Stored data entries

PR #733, opened 2026-04-03
Replace 7-Zip download location with a more reliable URL

Hainish:
Quick fix to more reliable URLs, those linked to from 7-zip.org


rbs-jacob (approved):
Thanks for your fix!

PR #739, opened 2026-04-17
Add YAFFS2 support

rbs-jacob:

Add YAFFS2 support to OFRAK.

@Didkd


ofrak_core/tests/components/test_yaffs_component.py
```diff
@@ -0,0 +1,141 @@
...
+    Yaffs2Unpacker,
+)
+from ofrak_type.src.ofrak_type.endianness import Endianness
+from pytest_ofrak.patterns.unpack_modify_pack import UnpackModifyPackPattern
+
+from pathlib import Path
+
+import pytest
+
+from ofrak.core.yaffs import Yaffs2Filesystem
```
rbs-andre: Duplicated import?
```suggestion

```

ofrak_core/tests/components/test_yaffs_component.py
```diff
@@ -0,0 +1,141 @@
...
+        assert attrs.page_size == self.page_size
+        assert attrs.spare_size == self.spare_size
+        assert attrs.endian == self.endian
+        await root_resource.unpack_recursively()
+
+    async def modify(self, unpacked_root_resource: Resource) -> None:
+        view = await unpacked_root_resource.view_as(Yaffs2Filesystem)
+        entry = await view.get_entry(MODIFY_TARGET)
+        # Patch "YAFFS2\n" -> "ofrak!\n" (same length, 7 bytes) starting at offset 6.
+        await entry.resource.run(StringPatchingModifier, StringPatchingConfig(6, "ofrak!\n"))
```
rbs-andre: I would clarify here. Reading the test before reading how the unpacker or `get_entry` works made it seem like implicitly the file contents started at offset 6, rather than entry being the entire file contents and we happen to modify starting at offset 6. 
It's not clear whether `entry` is some structure that contains metadata or just file content.

ofrak_core/src/ofrak/core/yaffs.py
```diff
@@ -0,0 +1,251 @@
...
+def detect_page_size(data: bytes) -> int:
+    """
+    Detect page size by looking for spare magic at known page size offsets.
+    """
+    for page_size in PAGE_SIZES:
+        for magic in SPARE_MAGICS:
+            end = page_size + len(magic)
+            if end <= len(data) and data[page_size:end] == magic:
+                return page_size
+    return 0
```
rbs-andre, line 142: Are we worried about spurious hits? I would consider checking at least another page to verify

rbs-jacob: I've updated, but the new logic may be hard to follow. Let me know if it looks good, or if you think I should revise.

rbs-andre: New logic makes sense to me. I wonder if it's what is making the tests fail on CI however.

rbs-jacob: I doubt they ever would have passed. I think I had some issues in how the tests were written. Fixing now.

PR #1523, opened 2026-06-30
Generate API credentials with SecureRandom

nspadaccino:
## Summary

  API access/secret keys were generated via `RandomStringUtils.randomAlphanumeric(20)`,
  backed by a predictable JVM-default PRNG (SRC-021). `User.generateKey` now draws from
  a `SecureRandom`; the alphanumeric set and 20-char length are unchanged, so format
  stays compatible while entropy becomes cryptographically strong. Both keys flow
  through `generateKey`, so one fix covers both.

  ## Tests

  New `UserSpec`: keys are 20-char alphanumeric and unique; default source is a
  `SecureRandom` (guards against PRNG fallback); `generateKey` derives output solely
  from the supplied source; `regenerateCredentials()` rotates both keys.

  ## Note

  Existing keys should be rotated operationally (self-service via `regenerateCredentials()`);
  this PR does not force a mass invalidation.

### DIFF
--- a/modules/core/src/main/scala/vinyldns/core/domain/membership/User.scala
+++ b/modules/core/src/main/scala/vinyldns/core/domain/membership/User.scala
@@ -16,7 +16,8 @@
 
 package vinyldns.core.domain.membership
 
-import java.util.UUID
+import java.security.SecureRandom
+import java.util.{Random, UUID}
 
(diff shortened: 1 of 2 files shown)


JoshSEdwards (approved):
LGTM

YOUR ASSIGNMENT – From the entries, report each line that includes the word "java".

EXERCISE SOLUTION –
-import java.util.UUID
+import java.security.SecureRandom
+import java.util.{Random, UUID}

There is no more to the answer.